I agree with Kagel that laboratory experiments have documented the importance of reciprocity in economic transactions and that this provides (p.412) valuable information to theorists writing macroeconomic models involving sticky-downward wages. As an empirical economist, I would like to go even further and begin to measure the extent to which we should expect wages to be sticky in the real-world economy. The field experiment of Gneezy and List (2006) has made a first attempt in that direction. Knowing what fraction of subjects engage in positive or negative reciprocity in gift-exchange laboratory experiments does not get us very far toward understanding how far labor demand can decrease in the real world before wages must begin to fall.

Kagel is pessimistic about prospects for greater verisimilitude, asserting that “ the very structure of these experiments, both laboratory and field studies, cannot approach the target environment of ongoing labor relations within firms” and that being fully faithful to the real-world environment is “ an impossibility under any circumstances.” (Harrison et al. (2015) similarly express in their paper, in a different context, “ There is simply no way to run a naturally-occurring field experiment in this case.”) However, I am more optimistic. Bandiera et al. (2005) have already accomplished some very nice field experiments on employee compensation within ongoing firms. More generally, we have been making big, creative advances in the use of field experiments in recent years, conducting real-world experimental measurements in many areas that would have been assumed impossible just 15 years ago: auctions, charitable giving, incentive compensation, and economic-development policy are a few notable examples. I wouldn’t be surprised if a clever researcher manages to design a field experiment that gets us much closer to measuring real-world labor demand. I look forward to additional field experiments that may get us closer to an answer to this messy, but important, question.

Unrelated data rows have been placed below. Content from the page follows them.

PR #348, opened 2015-12-02
e

Fen0l:


fernandog:
@JohnDooe use AlphaRatio as base for example. see log messages and the needed commands in doSearch like the name of variables, lists, the discarding torrent check and etc

fernandog:
compare which def exists and which not. like the image def it's not necessary

sickbeard/providers/__init__.py
```diff
@@ -26,6 +26,7 @@
 from sickbeard.providers import btn, newznab, womble, thepiratebay, torrentleech, kat, iptorrents, torrentz, \
     omgwtfnzbs, scc, hdtorrents, torrentday, hdbits, hounddawgs, nextgen, speedcd, nyaatorrents, animenzb, bluetigers, cpasbien, fnt, xthor, torrentbytes, \
     freshontv, titansoftv, libertalia, morethantv, bitsoup, t411, tokyotoshokan, shazbat, rarbg, alpharatio, tntvillage, binsearch, torrentproject, extratorrent, \
```
duramato, line 28: @JohnDooe This file cant be touched ,it should only inclued your provider..

Fen0l, line 28: I dont use frequently git but at the beginning, it was something like that :) https://github.com/SickRage/SickRage/pull/118/files Dont know why it does that

duramato, line 28: @JohnDooe the sickbeard/providers/**init**.py changed format ,so you need to update it

miigotu:
The code in this provider is totally broken and would not behave properly. Without an account to use for grabbing html or some page source I can't even fix it up correctly.

Closing until someone can write it correctly or provide the necessary html or account.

Harrison, Lau, and Rutstrom: “ Theory, Experimental Design and Econometrics are Complementary”

Let me begin by noting, for the record, my (long-standing) disagreement with these authors about the use of the term “ field experiment.” Field experiments have been the passion of my career. I have invested considerable effort in persuading other economists that experiments in real markets with real goods are an important technique for learning about the world. It wasn’t easy, at first, to get people to take the work seriously. Preston McAfee, who recruited me recently to Yahoo! Research, confessed that when I was doing auction field experiments in graduate school, he and many others thought that I was “ just playing games.” He said that it took him a number of years to recognize the importance of field experiments, but he is now a great admirer of this research technique. I feel gratified that economists have now begun to see field experiments as an important part of the economist’s toolkit.

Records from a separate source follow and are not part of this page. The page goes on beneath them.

PR #351, opened 2015-12-02
Remove duplicate function definition

MGaetan89:
The `to_int` function is redundant, as we have a `try_int` function, which is tested.
I also used the `try_int` function in a couple more places.

### DIFF
--- a/sickbeard/config.py
+++ b/sickbeard/config.py
@@ -28,6 +28,7 @@ from sickbeard import logger
 from sickbeard import naming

(p.413) I disagree with the usage, by these authors among others, of “ field experiments” to refer to induced-value experiments that were performed using a portable laboratory in the “ field” rather than a stationary laboratory at a university. What Harrison et al. call “ field experiments,” I prefer to call “ lab experiments with subject pools other than university students,” the same style of experiment that Dyer, Kagel, and Levin did with construction bidders back in 1989. I think this style of research is valuable, but I felt that the nomenclature diluted the term “ field experiment,” which I, and others, had been promoting as experiments with real transactions in naturally occurring markets.

My esteemed colleague John List, who largely shares my sentiments, coauthored with Harrison an influential paper categorizing types of field experiments (Harrison and List, 2004). I gather that they initially disagreed strongly over how to define a field experiment, but they finally settled (compromised?) on a taxonomy of three main types of field experiments. “ Artifactual field experiments” refers to what I call portable-lab experiments, while “ natural field experiments” refers to the sorts of studies I call field experiments. “ Framed field experiments” are intermediate between the two, such as an experiment involving bidding on a commercial auction site for artificial goods with values induced by the experimenter.

Harrison and List have been quite influential with their taxonomy, as I now see many papers published with Harrison and List’s “ natural field experiment” nomenclature in their titles. However, I disagree with the nomenclature. First, I think that “ artefactual field” and “ natural field” are too cumbersome, when we could easily replace them with “ field experiment” and “ portable-lab experiment” (or “ lab with Danish subjects aged 25–75,” as in Harrison et al. (2002)). Second, I think that these two research strategies have fundamentally different intentions, and to use the same term to describe them only serves to confuse matters. A “ natural field experiment” is designed to go into an existing market and make a manipulation that generates exogenous variation, in order to solve the problems of observational economists where Nature has not provided a good experiment. These also include various policy experiments (on educational policy, crime, job-training programs, etc.). An “ artifactual field experiment” is designed to take protocols developed in the lab and experiment on different subject pools in order to explore robustness and document heterogeneity. Both share a commitment to using interventions to generate useful data, but they differ greatly in technique and intended purpose. Using “ field experiment” to describe both activities increases confusion, and it requires people to use extra words to reduce the confusion. (Unfortunately, “ natural field experiment” also runs the risk of confusion with “ natural experiment,” despite the important distinction that a field experiment involves deliberate treatment assignment by the researcher while a natural experiment cleverly takes advantage of a situation where Nature ran the experiment for us.)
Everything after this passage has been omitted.